Quelque chose a changé à l’intérieur, j’ai franchi un seuil. Puis je me suis retrouvé dans une transition plus profonde que toutes celles traversées auparavant, parce qu’elle ne concerne plus seulement les choix ou les formes, mais le langage même avec lequel je vis et j’habite le monde. Comme si ce seuil franchi nous faisait traverser un point de non-retour. Une décision de vivre en mode création libre impossible à contourner.

Il existe un moment dans la vie où les anciens repères cessent de fonctionner, sans que les nouveaux soient encore visibles. Je suis exactement là. Dans cet espace où l’on avance sans focaliser sur une destination finale, où l’on suit sa joie sans savoir précisément où elle mène. L’élan est bien vivant, mais le futur n’est plus un point fixe à atteindre : il s’intègre au présent.

Pendant longtemps, j’ai avancé avec une vision projetée : un objectif, un échéancier, une direction nette. Comme artiste et dans la gestion des arts, de la culture et la direction artistique, le milieu professionnel attendait cela de moi. Avancer voulait dire planifier, projeter, livrer. Ce mode m’a permis de construire, de tenir, d’élever une famille, de créer, et survivre. Il n’était ni faux ni inutile. Il était nécessaire à une étape précise de ma vie.

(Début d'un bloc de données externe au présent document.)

PR #5878, opened 2021-02-10
MB-6673 Speed and clean up common Make commands

monfresh:
## Description

This PR updates `db_dev_e2e_populate` so that instead of resetting and
migrating the DB from scratch, it runs only the missing migrations, if
any, then truncates the tables. This saves 3 minutes each time you
run it. The vast majority of the time that someone runs this command,
their local dev DB is already set up, so it doesn't make sense to
destroy the DB and rebuild it from scratch when all you need is to
clear the tables and repopulate them.

And in the case where you do need to start from scratch for some reason,
this PR introduces a `db_dev_fresh` command that will reset the DB and
run all the migrations.

To follow this pattern, I updated the existing `e2e_test` script so
that it only clears the test DB tables and repopulates them, which
makes it a whole lot faster to rerun end-to-end tests with fresh data.
And in the case where you do need to start from scratch, I introduced
the `e2e_fresh` script that does what `e2e_test` used to do.

I also moved `db_dev_e2e_populate` to the `DB_DEV TARGETS` section,
where it belongs since it's used to populate the Dev DB, and not for
running automated E2E tests.

## Reviewer Notes

Run `make db_dev_e2e_populate` and `make e2e_test`. They should take about 15 seconds to run, not 3 minutes+.

Run `make db_dev_fresh` and `make e2e_test_fresh`. These should destroy the DB and run all the migrations from scratch.

## References

* [Jira story](https://dp3.atlassian.net/browse/MB-6673) for this change

### DIFF
--- a/Makefile
+++ b/Makefile
@@ -520,6 +520,37 @@ db_dev_migrate: db_dev_migrate_standalone ## Migrate Dev DB
 db_dev_psql: ## Open PostgreSQL shell for Dev DB
 	scripts/psql-dev
 
+.PHONY: db_dev_fresh
+db_dev_fresh: db_dev_reset db_dev_migrate
+	@echo "Ensure that you're running the correct APPLICATION..."
+	./scripts/ensure-application app
+	@echo "Populate the ${DB_NAME_DEV} database..."
+	go run github.com/transcom/mymove/cmd/generate-test-data --named-scenario="dev_seed" --db-env="development"
+
+.PHONY: db_dev_e2e_populate
+db_dev_e2e_populate: db_dev_migrate ## Populate Dev DB with generated e2e (end-to-end) data
+	@echo "Ensure that you're running the correct APPLICATION..."
+	./scripts/ensure-application app
+	@echo "Truncate the ${DB_NAME_DEV} database..."
+	psql postgres://postgres:$(PGPASSWORD)@localhost:$(DB_PORT_DEV)/$(DB_NAME_DEV)?sslmode=disable -c 'TRUNCATE users CASCADE; TRUNCATE uploads CASCADE;'
+	@echo "Populate the ${DB_NAME_DEV} database..."
+	go run github.com/transcom/mymove/cmd/generate-test-data --named-scenario="dev_seed" --db-env="development"
+
+## Alias for db_dev_bandwidth_up
+## We started with `db_bandwidth_up`, which some folks are already using, and
+## then renamed it to `db_dev_bandwidth_up`. To allow folks to keep using the
+## name they're familiar with, we've added this alias to the renamed command.
+.PHONY: db_bandwidth_up
+db_bandwidth_up: db_dev_bandwidth_up
+
+.PHONY: db_dev_bandwidth_up
+db_dev_bandwidth_up: bin/generate-test-data	 ## Truncate Dev DB and Generate data for bandwidth tests
+	@echo "Ensure that you're running the correct APPLICATION..."
+	./scripts/ensure-application app
+	@echo "Truncate the ${DB_NAME_DEV} database..."
+	psql postgres://postgres:$(PGPASSWORD)@localhost:$(DB_PORT_DEV)/$(DB_NAME_DEV)?sslmode=disable -c 'TRUNCATE users CASCADE; TRUNCATE uploads CASCADE;'
+	@echo "Populate the ${DB_NAME_DEV} database..."
+	DB_PORT=$(DB_PORT_DEV) go run github.com/transcom/mymove/cmd/generate-test-data --named-scenario="bandwidth" --db-env="development"
 #
 # ----- END DB_DEV TARGETS -----
 #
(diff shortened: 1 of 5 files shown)


README.md
```diff
@@ -431,18 +428,32 @@ A few commands exist for starting and stopping the DB docker container:
...
-* `make db_dev_reset`: Destroys your database container. Useful if you want to start from scratch.
-* `make db_dev_migrate`: Applies database migrations against your running database container.
-* `make db_dev_migrate_standalone`: Applies database migrations against your running database container but will not check for server dependencies first.
-* `make db_dev_e2e_populate`: Populate data with data used to run e2e tests
 
 #### Test DB Commands
 
-The Dev Commands are used to talk to the dev DB.  If you were working with the test DB you would use these commands:
+These commands are available for the Test DB. You will rarely need to use these
+individually since the commands to run tests already set up the test DB properly.
```
gidjin, line 456: I run into needing to run a reset and migrate on the test database when I've deleted my docker containers for one reason or another and want to run an individual golang test. I do that rarely though as once the db is up I don't often take it down.

package.json
```diff
@@ -86,8 +86,6 @@
     "test": "react-scripts test --env=jsdom",
     "test:debug": "react-scripts --inspect-brk test --runInBand --env=jsdom",
     "test:coverage": "react-scripts test --coverage --env=jsdom --watchAll=false --coverageDirectory=coverage --runInBand",
-    "test:e2e": "cypress open --config baseUrl=http://milmovelocal:3000 --env testClientPort=3000",
```
suzubara, line 89: I use `yarn test:e2e` quite frequently to run Cypress' UI against my dev environment when debugging. It's fine with me if we want to rename this script so it's clearer that it's for debugging purposes but we shouldn't delete it.

Makefile
```diff
@@ -520,6 +520,30 @@ db_dev_migrate: db_dev_migrate_standalone ## Migrate Dev DB
...
+	go run github.com/transcom/mymove/cmd/generate-test-data --named-scenario="dev_seed" --db-env="development"
+
+.PHONY: db_bandwidth_up
+db_bandwidth_up: bin/generate-test-data	 ## Truncate Dev DB and Generate data for bandwidth tests
+	@echo "Ensure that you're running the correct APPLICATION..."
+	./scripts/ensure-application app
+	@echo "Truncate the ${DB_NAME_DEV} database..."
+	psql postgres://postgres:$(PGPASSWORD)@localhost:$(DB_PORT_DEV)/$(DB_NAME_DEV)?sslmode=disable -c 'TRUNCATE users CASCADE; TRUNCATE uploads CASCADE;'
+	@echo "Populate the ${DB_NAME_DEV} database..."
+	DB_PORT=$(DB_PORT_DEV) go run github.com/transcom/mymove/cmd/generate-test-data --named-scenario="bandwidth" --db-env="development"
```
gidjin, line 546: Thanks for cleaning this up. I am looking at these and they are fairly similar, I wonder if passing a parameter would be better vs having so many similar commands. Not that you need to change it now, just thinking of how we can improve the size of our makefile. I had never heard of `db_bandwidth_up` before this PR, which didn't add, but it looks identical to `db_dev_e2e_populate` except for the `--named-scenario` flag

gidjin: One minor nit, maybe we should rename `db_bandwidth_up` to `db_dev_bandwidth_up` since it interacts with the dev db

Makefile
```diff
@@ -661,7 +685,11 @@ db_test_psql: ## Open PostgreSQL shell for Test DB
 #
 
 .PHONY: e2e_test
-e2e_test: bin/gin server_generate server_build client_build db_e2e_init ## Run e2e (end-to-end) integration tests
+e2e_test: db_e2e_up ## Run e2e (end-to-end) integration tests
```
gidjin, line 688: I'm curious how `db_test_e2e_populate` comes into play here with `e2e_test` and `e2e_test_fresh`?

gidjin (approved):
I left some comments, but overall I think this is taking us in the right direction, thanks for making these changes! I'm approving but probably good to get more sr-eng inputs, especially those who work with the cypress tests daily

package.json
monfresh: I'd like to understand this use case more. 

- What is the advantage of `yarn test:e2e` over `make e2e_test`? 
- If `yarn test:e2e` uses the dev DB, how do you ensure the tests are valid if they depend on the DB to be in a certain state? For example, I just ran `yarn test:e2e` and several tests in `office/homepage.js` failed, but they all passed when I ran `make e2e_test`, which makes sense because my dev DB wasn't in the proper state.

README.md
monfresh: Yeah, good point. I should also mention that you'll need to run `make db_test_run` after restarting your computer.

Makefile
monfresh: `db_bandwidth_up` is brand new. I just added it last week as a helper for our bandwidth/performance tests with Puppeteer. Renaming it is a good idea.

Makefile
monfresh: Good question. It looks like it does the same thing as `db_e2e_init` (which is called by `e2e_test_fresh`), except it also adds `build_tools`. I think we can remove it.

package.json
suzubara: @monfresh purely for debugging purposes when looking into why a test failed. I agree the existing script is confusing, and I think it's fine to truncate this script to just run `cypress open`(that way the port arg can be passed in if needed) and/or rename it to something more explicit like `yarn cypress:dev`.

But sometimes if a Cypress test is failing and I don't know why, it is helpful to run against my dev instance so I can easily reproduce the test in my browser and inspect what is going on, get hot-reloading on changes, etc.

monfresh: Thanks for explaining. I noticed that we also have a `yarn test:e2e-debug`, which does the same thing as `yarn test:e2e`, and it also sets this env var: `DEBUG=cypress:server:util:process_profiler`. If `yarn test:e2e` is used for debugging, should we get rid of `yarn test:e2e-debug` and add the debug env var to `yarn test:e2e`?

suzubara: oh, huh, I never used that one before. It looks like it's used for debugging the Cypress process itself, which I don't know is used often enough to warrant its own yarn script. I can look further into these scripts and try to come up with names that make more sense..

Ce que je vis maintenant n’est pas un vide, mais une transition : le passage d’un futur pensé à un futur en émergence. Mon mental cherche encore des preuves, un plan, une garantie, une confirmation que « ça mène quelque part ». Mon corps, lui, sait déjà. Il sait quand un geste est juste, quand une journée est vivante, quand une action est soutenable.

C’est là que naît l’inconfort : dans le décalage entre ce que l’on a appris à appeler sécurité et ce que l’on ressent désormais comme vérité. Avant, avancer signifiait se rapprocher d’un objectif prévisible. Aujourd’hui, avancer signifie être en cohérence, maintenant.

La question n’est plus : Est-ce que cela mène quelque part ?
Mais plutôt : Est-ce que c’est aligné, vivant, habitable aujourd’hui ?

Ce temps que je traverse est exigeant. Plus exigeant que de suivre un plan tout tracé. Il demande de faire confiance sans garantie, d’avancer sans applaudissements, de construire une sécurité intérieure avant qu’elle ne devienne extérieure. Laisser le mental courir consciemment, sans le laisser prendre le contrôle. C’est inconfortable, mais c’est aussi dans cet entre-deux que naissent les trajectoires qui ressemblent vraiment à la personne que l’on est devenue.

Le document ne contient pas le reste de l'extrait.